• **Task requirements**:
Output only the lines below that start at the line containing "PR #877, opened 2024-09-13" and end at the line containing "The gesture is", with both ends kept.

-- -- --

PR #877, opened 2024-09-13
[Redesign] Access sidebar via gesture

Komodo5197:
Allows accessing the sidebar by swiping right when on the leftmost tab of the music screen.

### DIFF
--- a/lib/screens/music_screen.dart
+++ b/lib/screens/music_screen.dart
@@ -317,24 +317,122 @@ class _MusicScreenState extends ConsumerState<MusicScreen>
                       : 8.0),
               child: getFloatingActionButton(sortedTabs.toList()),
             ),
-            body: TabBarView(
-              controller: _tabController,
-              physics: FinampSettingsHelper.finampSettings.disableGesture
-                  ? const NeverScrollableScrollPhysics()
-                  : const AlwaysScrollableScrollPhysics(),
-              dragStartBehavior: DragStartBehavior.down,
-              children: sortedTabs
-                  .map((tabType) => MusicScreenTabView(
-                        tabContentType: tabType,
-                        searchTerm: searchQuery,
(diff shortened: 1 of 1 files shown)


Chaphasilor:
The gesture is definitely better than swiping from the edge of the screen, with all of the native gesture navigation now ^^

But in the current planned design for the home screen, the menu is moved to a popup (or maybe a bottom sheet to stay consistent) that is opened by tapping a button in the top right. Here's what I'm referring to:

-- -- --

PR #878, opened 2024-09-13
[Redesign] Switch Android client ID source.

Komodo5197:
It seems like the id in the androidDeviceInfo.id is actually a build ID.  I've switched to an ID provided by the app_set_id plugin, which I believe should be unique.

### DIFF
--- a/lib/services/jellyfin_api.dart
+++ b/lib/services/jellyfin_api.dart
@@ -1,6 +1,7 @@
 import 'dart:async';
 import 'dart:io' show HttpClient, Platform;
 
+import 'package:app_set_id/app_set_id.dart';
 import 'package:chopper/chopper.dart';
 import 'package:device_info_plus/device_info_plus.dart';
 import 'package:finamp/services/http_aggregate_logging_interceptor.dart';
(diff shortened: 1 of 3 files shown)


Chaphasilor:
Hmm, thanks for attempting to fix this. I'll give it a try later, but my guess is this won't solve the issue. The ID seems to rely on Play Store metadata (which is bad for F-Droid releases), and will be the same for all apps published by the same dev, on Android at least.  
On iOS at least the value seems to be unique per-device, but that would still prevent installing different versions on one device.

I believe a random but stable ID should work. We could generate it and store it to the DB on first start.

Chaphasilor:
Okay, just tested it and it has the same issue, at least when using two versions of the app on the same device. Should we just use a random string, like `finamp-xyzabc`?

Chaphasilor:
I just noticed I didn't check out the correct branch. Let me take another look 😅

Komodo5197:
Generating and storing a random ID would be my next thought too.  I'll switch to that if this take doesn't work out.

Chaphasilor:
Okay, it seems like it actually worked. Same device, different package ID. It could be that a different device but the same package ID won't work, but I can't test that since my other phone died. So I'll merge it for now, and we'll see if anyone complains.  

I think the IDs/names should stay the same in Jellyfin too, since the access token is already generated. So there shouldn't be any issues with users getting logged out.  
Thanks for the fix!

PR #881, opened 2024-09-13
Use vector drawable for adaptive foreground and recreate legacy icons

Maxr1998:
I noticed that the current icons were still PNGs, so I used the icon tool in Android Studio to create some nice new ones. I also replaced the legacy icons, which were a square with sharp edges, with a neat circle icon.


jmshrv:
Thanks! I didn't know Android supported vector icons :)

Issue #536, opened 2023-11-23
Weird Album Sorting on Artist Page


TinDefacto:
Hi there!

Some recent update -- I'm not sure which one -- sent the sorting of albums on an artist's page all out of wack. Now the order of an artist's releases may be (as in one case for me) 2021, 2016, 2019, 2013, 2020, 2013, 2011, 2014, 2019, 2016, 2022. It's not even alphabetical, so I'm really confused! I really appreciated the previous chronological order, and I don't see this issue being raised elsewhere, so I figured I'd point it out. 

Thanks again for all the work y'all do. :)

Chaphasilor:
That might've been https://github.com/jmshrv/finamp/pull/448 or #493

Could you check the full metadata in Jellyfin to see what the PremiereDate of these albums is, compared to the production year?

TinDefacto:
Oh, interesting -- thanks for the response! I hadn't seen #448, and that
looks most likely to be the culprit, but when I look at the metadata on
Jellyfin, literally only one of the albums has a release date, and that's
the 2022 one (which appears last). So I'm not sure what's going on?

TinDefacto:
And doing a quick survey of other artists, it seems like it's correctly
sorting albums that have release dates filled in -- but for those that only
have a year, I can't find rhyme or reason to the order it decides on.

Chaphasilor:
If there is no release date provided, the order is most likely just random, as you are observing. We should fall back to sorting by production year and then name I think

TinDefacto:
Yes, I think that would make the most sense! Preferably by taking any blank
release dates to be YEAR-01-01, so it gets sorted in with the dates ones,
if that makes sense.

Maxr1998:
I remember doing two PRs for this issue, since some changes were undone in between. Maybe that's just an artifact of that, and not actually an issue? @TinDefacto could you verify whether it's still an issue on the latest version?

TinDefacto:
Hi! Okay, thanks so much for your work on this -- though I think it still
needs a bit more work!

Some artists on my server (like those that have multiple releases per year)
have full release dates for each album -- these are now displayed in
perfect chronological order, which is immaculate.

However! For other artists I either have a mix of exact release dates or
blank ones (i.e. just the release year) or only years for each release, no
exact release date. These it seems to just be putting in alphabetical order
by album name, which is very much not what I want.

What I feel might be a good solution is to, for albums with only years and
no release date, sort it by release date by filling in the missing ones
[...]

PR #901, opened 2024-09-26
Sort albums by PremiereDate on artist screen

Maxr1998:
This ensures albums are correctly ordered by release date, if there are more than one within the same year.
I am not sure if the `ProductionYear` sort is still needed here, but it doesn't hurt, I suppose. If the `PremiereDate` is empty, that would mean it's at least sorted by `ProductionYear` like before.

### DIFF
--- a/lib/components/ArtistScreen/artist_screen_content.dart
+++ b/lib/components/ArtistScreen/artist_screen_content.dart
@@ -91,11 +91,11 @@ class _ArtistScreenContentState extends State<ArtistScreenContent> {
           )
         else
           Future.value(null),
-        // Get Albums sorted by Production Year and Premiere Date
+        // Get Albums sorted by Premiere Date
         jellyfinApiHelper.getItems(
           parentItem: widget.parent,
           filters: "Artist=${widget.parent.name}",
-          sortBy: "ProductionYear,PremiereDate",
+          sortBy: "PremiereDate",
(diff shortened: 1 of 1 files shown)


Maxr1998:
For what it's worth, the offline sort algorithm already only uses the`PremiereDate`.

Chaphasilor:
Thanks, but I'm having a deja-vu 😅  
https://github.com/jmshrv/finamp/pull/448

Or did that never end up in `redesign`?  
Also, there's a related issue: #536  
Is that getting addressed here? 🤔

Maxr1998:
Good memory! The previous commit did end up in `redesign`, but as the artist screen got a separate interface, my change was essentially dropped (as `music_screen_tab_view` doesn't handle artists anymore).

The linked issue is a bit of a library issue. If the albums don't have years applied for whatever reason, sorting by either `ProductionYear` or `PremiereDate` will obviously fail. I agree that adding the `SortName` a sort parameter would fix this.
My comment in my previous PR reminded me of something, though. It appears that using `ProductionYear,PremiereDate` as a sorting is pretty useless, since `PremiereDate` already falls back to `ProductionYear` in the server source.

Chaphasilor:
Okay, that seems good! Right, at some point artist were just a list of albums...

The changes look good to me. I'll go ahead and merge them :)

-- -- --

• **Solution to the exercise**:
PR #877, opened 2024-09-13
[Redesign] Access sidebar via gesture

Komodo5197:
Allows accessing the sidebar by swiping right when on the leftmost tab of the music screen.

### DIFF
--- a/lib/screens/music_screen.dart
+++ b/lib/screens/music_screen.dart
@@ -317,24 +317,122 @@ class _MusicScreenState extends ConsumerState<MusicScreen>
                       : 8.0),
               child: getFloatingActionButton(sortedTabs.toList()),
             ),
-            body: TabBarView(
-              controller: _tabController,
-              physics: FinampSettingsHelper.finampSettings.disableGesture
-                  ? const NeverScrollableScrollPhysics()
-                  : const AlwaysScrollableScrollPhysics(),
-              dragStartBehavior: DragStartBehavior.down,
-              children: sortedTabs
-                  .map((tabType) => MusicScreenTabView(
-                        tabContentType: tabType,
-                        searchTerm: searchQuery,
(diff shortened: 1 of 1 files shown)


Chaphasilor:
The gesture is definitely better than swiping from the edge of the screen, with all of the native gesture navigation now ^^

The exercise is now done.